The Foreign Function API eliminates the need for an intermediate glue code layer written in C or C++. Instead, the entire intermediate layer can be written in pure Java, simplifying the process and reducing the need for additional build pipelines or learning new languages. This also improves performance due to better visibility and optimization by the JIT compiler.
The API went through several iterations, with significant redesigns of the programming model, particularly around lifetime management of memory resources. The introduction of 'arenas' allows for safer and more deterministic memory management. Additionally, support for more function shapes and platforms was added, and a fallback implementation based on libffi was introduced.
The API benefits from the 'Panama effect,' where the JIT compiler can optimize the glue code written in Java more effectively than the intermediate C/C++ code used in JNI. Additionally, upcalls (native code calling back into Java) are up to three times faster due to the efficient handling of method handles and machine code stubs.
Libraries like Lucene, Netty, and Tomcat have adopted the API, primarily to replace their usage of Unsafe. These libraries have observed performance parity with Unsafe while gaining safer memory management through the API's lifetime management features.
Developers can use the Jextract tool, which parses a native library's header file and automatically generates Java wrapper functions. This allows developers to call native library functions directly from Java without writing any C/C++ code.

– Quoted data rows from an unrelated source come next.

PR #7328, opened 2025-03-11
Allow switching inputs to the otel runtime manager

swiatekm:
## What does this PR do?

Allows switching individual inputs to the Otel runtime manager. This is done by introducing a new configuration field: `_runtime_experimental` with possible values of `process` (the default) and `otel`. It is no longer necessary to modify agent code and build a local binary to run inputs as beats receivers in an otel collector.

This change is only intended for testing, and the configuration is not stable. See https://github.com/elastic/ingest-dev/issues/5117 for more details. Its only effect on users not opting in to using the otel runtime is that diagnostics now unconditionally emit an additional file containing the final otel collector configuration.

In terms of implementation, we add a new field to Components in the component model, and ensure inputs with a different runtime manager setting end up in different Components.

## Why is it important?

It will make testing beats receivers in agent a lot easier. The component model machinery is also easy to repurpose even if we ultimately decide this needs to be configured differently.

## Checklist

Build the agent binary and use the following configuration:

```yaml
outputs:
  default:
    type: elasticsearch
    hosts: [localhost:9200]
    username: elastic
    password: ""
    preset: "balanced"

inputs:
  # Collecting log files
  - type: filestream
    # Input ID allowing Elastic Agent to track the state of this input. Must be unique.
    id: your-input-id
    use_output: default
    _runtime_experimental: otel
    streams:
      - id: input2
        data_stream:
          dataset: myfile
        paths:
          - /tmp/input.txt
        prospector.scanner.fingerprint.enabled: false
        file_identity.native: ~
```

## Related issues

Implements the agent part of https://github.com/elastic/ingest-dev/issues/5117. It's possible the actual config key and values will change, but the changes to the component model should be universal.


testing/integration/otel_test.go
```diff
@@ -979,6 +979,142 @@ service:
...
+	var fixtureWg sync.WaitGroup
+	cmd, err := fixture.PrepareAgentCommand(ctx, nil)
+	require.NoError(t, err, "cannot prepare Elastic-Agent command: %w", err)
+
+	output := strings.Builder{}
+	cmd.Stderr = &output
+	cmd.Stdout = &output
+
+	err = cmd.Start()
+	require.NoError(t, err)
```
swiatekm, line 1080: Is this the right way to run a local agent in an integration test? I tried using `fixture.Run()`, but it resulted in errors involving the control protocol. I copied this from the event logging test, but I'm not sure why the naive approach failed.

testing/integration/otel_test.go
```diff
@@ -979,6 +979,138 @@ service:
...
+
+	cmd, err := fixture.PrepareAgentCommand(ctx, nil)
+	require.NoError(t, err, "cannot prepare Elastic-Agent command: %w", err)
+
+	output := strings.Builder{}
+	cmd.Stderr = &output
+	cmd.Stdout = &output
+
+	err = cmd.Start()
+	require.NoError(t, err)
```
swiatekm, line 1079: Is this the right way to run a local agent in an integration test? I tried using `fixture.Run()`, but it resulted in errors involving the control protocol. I copied this from the event logging test, but I'm not sure why the naive approach failed.

blakerouse: `Run` does work. See here - https://github.com/elastic/elastic-agent/blob/a283180e6dfacbcc52118171b63f9b28d9fb9b10/testing/integration/otel_test.go#L302

swiatekm: Ah, I missed that you need to pass the configuration in via a state. It's actually written in the method docstring too, I just didn't read it fully. :sweat_smile: Thanks for the tip!

pkoutsovasilis (commented):
since the following is the case 

> This change is only intended for testing, and the configuration is not stable. See https://github.com/elastic/ingest-dev/issues/5117 for more details. Its only effect on users not opting in to using the otel runtime is that diagnostics now unconditionally emit an additional file containing the final otel collector configuration.

any reason we aren't guarding this behind a [Feature Flag](https://www.elastic.co/guide/en/fleet/current/elastic-agent-standalone-feature-flags.html)? cc @cmacknz

swiatekm:
> since the following is the case
> 
> > This change is only intended for testing, and the configuration is not stable. See [elastic/ingest-dev#5117](https://github.com/elastic/ingest-dev/issues/5117) for more details. Its only effect on users not opting in to using the otel runtime is that diagnostics now unconditionally emit an additional file containing the final otel collector configuration.
> 
> any reason we aren't guarding this behind a [Feature Flag](https://www.elastic.co/guide/en/fleet/current/elastic-agent-standalone-feature-flags.html)? cc @cmacknz

I'm not against adding an undocumented feature flag for it. I was trying to minimize the set of changes I'd potentially need to redo in the future, but a flag isn't that much work.

swiatekm:
> since the following is the case
> 
> > This change is only intended for testing, and the configuration is not stable. See [elastic/ingest-dev#5117](https://github.com/elastic/ingest-dev/issues/5117) for more details. Its only effect on users not opting in to using the otel runtime is that diagnostics now unconditionally emit an additional file containing the final otel collector configuration.
> 
> any reason we aren't guarding this behind a [Feature Flag](https://www.elastic.co/guide/en/fleet/current/elastic-agent-standalone-feature-flags.html)? cc @cmacknz

We discussed this during a meeting today, and decided on the following:

* We don't need a flag specifically to enable the new setting at all, but we decided to make it less accessible. It's not called `_runtime_experimental` to discourage accidental use.
* We do want to have a feature flag controlling the default runtime, but that can come in a separate PR.

Are you ok with this approach @pkoutsovasilis ?

internal/pkg/agent/application/coordinator/coordinator_unit_test.go
```diff
@@ -1009,6 +1008,7 @@ inputs:
   - id: test-input
     type: filestream
     use_output: default
+    _runtime_experimental: otel
```
pchila, line 1011:
```suggestion
    # This is temporary and it's gonna be removed/renamed before beats receivers are GA
    _runtime_experimental: otel
```
as a personal preference I think the simple `runtime` key was a better choice

testing/integration/otel_test.go
```diff
@@ -979,6 +981,143 @@ service:
...
+		InputPath  string
+		ESEndpoint string
+		ESApiKey   string
+	}
+	esEndpoint, err := getESHost()
+	require.NoError(t, err, "error getting elasticsearch endpoint")
+	esApiKey, err := createESApiKey(info.ESClient)
+	require.NoError(t, err, "error creating API key")
+	require.True(t, len(esApiKey.Encoded) > 1, "api key is invalid %q", esApiKey)
+	configTemplate := `inputs:
```
pchila, line 1032: nit: this could be a constant

testing/integration/otel_test.go
```diff
@@ -979,6 +981,143 @@ service:
...
+				return false
+			},
+		})
+	}()
+
+	// Make sure find the logs
+	actualHits := &struct{ Hits int }{}
+	assert.EventuallyWithT(t, func(ct *assert.CollectT) {
+		output, execErr := fixture.ExecStatus(ctx)
+		assert.NoError(ct, execErr, "expected health check to succeed: %w, status: %v", execErr, output)
```
pchila, line 1087: The `assert.CollectT` is there only to capture the error from the assert on execErr? I don't see it used for the `assert.Equal()`

testing/integration/otel_test.go
swiatekm: Could be, but it's only used once in this test. I could see moving it to a file, it's a bit annoying to work with as a multiline string.

testing/integration/otel_test.go
swiatekm: Good catch, that's a mistake.

internal/pkg/agent/application/coordinator/coordinator.go
```diff
@@ -1473,6 +1465,7 @@ func (c *Coordinator) updateOtelManagerConfig(model *component.Model) error {
 		if err != nil {
 			c.logger.Errorf("failed to generate otel config: %v", err)
 		}
+		c.logger.Warnf("The Otel runtime manager is HIGHLY EXPERIMENTAL and only intended for testing. Use at your own risk.")
```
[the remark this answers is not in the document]
swiatekm: Added the ids to this warning.

testing/integration/otel_test.go
swiatekm: Fixed.

pkoutsovasilis:
> We discussed this during a meeting today, and decided on the following:
> 
> * We don't need a flag specifically to enable the new setting at all, but we decided to make it less accessible. It's now called `_runtime_experimental` to discourage accidental use.
> * We do want to have a feature flag controlling the default runtime, but that can come in a separate PR.
> 
> Are you ok with this approach @pkoutsovasilis ?

ok @swiatekm since this was discussed and agreed to be in this way, no argument on my end. Waiting for the CI to be green 🙂

testing/integration/otel_test.go
```diff
@@ -979,6 +981,143 @@ service:
...
+	}, 1*time.Minute, time.Second)
+	assert.Eventually(t,
+		func() bool {
+			findCtx, findCancel := context.WithTimeout(context.Background(), 10*time.Second)
+			defer findCancel()
+
+			docs, err := estools.GetLogsForIndexWithContext(findCtx, info.ESClient, index, map[string]interface{}{
+				"log.file.path": inputFilePath,
+			})
+			require.NoError(t, err)
```
pkoutsovasilis, line 1098: qq: if this require fails will the assert.Eventually retry again?! and even if it does, is the test failed now or not? 🤔

swiatekm: The whole test will fail. I should probably use EventuallyWithT here, which would give a more reasonable behaviour.

swiatekm: Done.

internal/pkg/agent/application/coordinator/coordinator_unit_test.go
swiatekm: I like this one better, as it immediately communicates that the name is temporary. My primary concern was stopping users from depending on it.

internal/pkg/agent/application/coordinator/coordinator.go
```diff
@@ -1473,6 +1465,11 @@ func (c *Coordinator) updateOtelManagerConfig(model *component.Model) error {
 		if err != nil {
 			c.logger.Errorf("failed to generate otel config: %v", err)
 		}
+		componentIDs := make([]string, len(model.Components))
```
pkoutsovasilis, line 1468: if you want to use `append` 
```suggestion
		componentIDs := make([]string, 0, len(model.Components))
```

internal/pkg/agent/application/coordinator/coordinator_unit_test.go
pkoutsovasilis: @pchila are we good to resolve this issue? 🙂

testing/integration/otel_test.go
pkoutsovasilis: @pchila are we good to resolve this issue? 🙂

pchila: sure this is not blocking

internal/pkg/agent/application/coordinator/coordinator_unit_test.go
pchila: Not blocking, resolving...

pkoutsovasilis (approved):

pchila (approved):

Issue #6763, opened 2025-02-07
Issues running Elastic-Agent OTel Mode in Docker


strawgate:
It looks like `./otelcol` is not executable in our docker image:

```
bill.easton@billeastons-MBP OTel Benchmark % docker run --entrypoint /bin/bash -v ./cases/edot-es.yml:/usr/share/elastic-agent/elastic-agent.yml -it elastic/elastic-agent:8.17.1
elastic-agent@145dfd9960a7:~$ ./otelcol
bash: ./otelcol: Permission denied
```

And it looks like the two ways I would expect to launch OTel do not work:

Passing `otel` as the command when running the elastic-agent container does not start OTel mode.
```
bill.easton@billeastons-MBP OTel Benchmark % docker run -it elastic/elastic-agent:8.17.1 otel                                      
agent container initialisation - effective capabilities
agent container initialisation - ambient capabilities
agent container initialisation - chown paths
{"log.level":"info","@timestamp":"2025-02-07T17:35:34.308Z","log.origin":{"function":"github.com/elastic/elastic-agent/internal/pkg/agent/cmd.runElasticAgent","file.name":"cmd/run.go","file.line":195},"message":"Elastic Agent started","log":{"source":"elastic-agent"},"process.pid":7,"agent.version":"8.17.1","agent.unprivileged":true,"ecs.version":"1.6.0"}
{"log.level":"info","@timestamp":"2025-02-07T17:35:34.522Z","log.origin":{"function":"github.com/elastic/elastic-agent/internal/pkg/agent/application/upgrade.InvokeWatcher","file.name":"upgrade/rollback.go","file.line":149},"message":"agent is not upgradable, not starting watcher","log":{"source":"elastic-agent"},"ecs.version":"1.6.0"}
{"log.level":"info","@timestamp":"2025-02-07T17:35:34.523Z","log.origin":{"function":"github.com/elastic/elastic-agent/internal/pkg/agent/cmd.runElasticAgent","file.name":"cmd/run.go","file.line":284},"message":"APM instrumentation disabled","log":{"source":"elastic-agent"},"ecs.version":"1.6.0"}
{"log.level":"info","@timestamp":"2025-02-07T17:35:34.526Z","log.origin":{"function":"github.com/elastic/elastic-agent/internal/pkg/agent/application.New
```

The API is finalized in JDK 22 and no longer requires the --enable-preview flag. Future work includes improving the Jextract tool to generate more self-contained and editable code snippets for easier integration with Java projects.
The Foreign Function and Memory API will be finalised in JDK 22. This API helps you integrate native code within your Java program.
Using this new API you can efficiently invoke code outside the JVM, safely access memory not managed by the JVM, call native libraries and process native data without the brittleness and danger of JNI.
Jorn Vernee, core contributor and maintainer of the FFM API, is Ana’s guest during this episode. Jorn explains what is the Foreign Memory Access API, its goals and the iterations that this API went through. Jorn also shares a few examples of Java libraries that already adopted the FFM API, the performance improvements they observed. He also explains how you can use this new API to integrate a native library within your own Java code.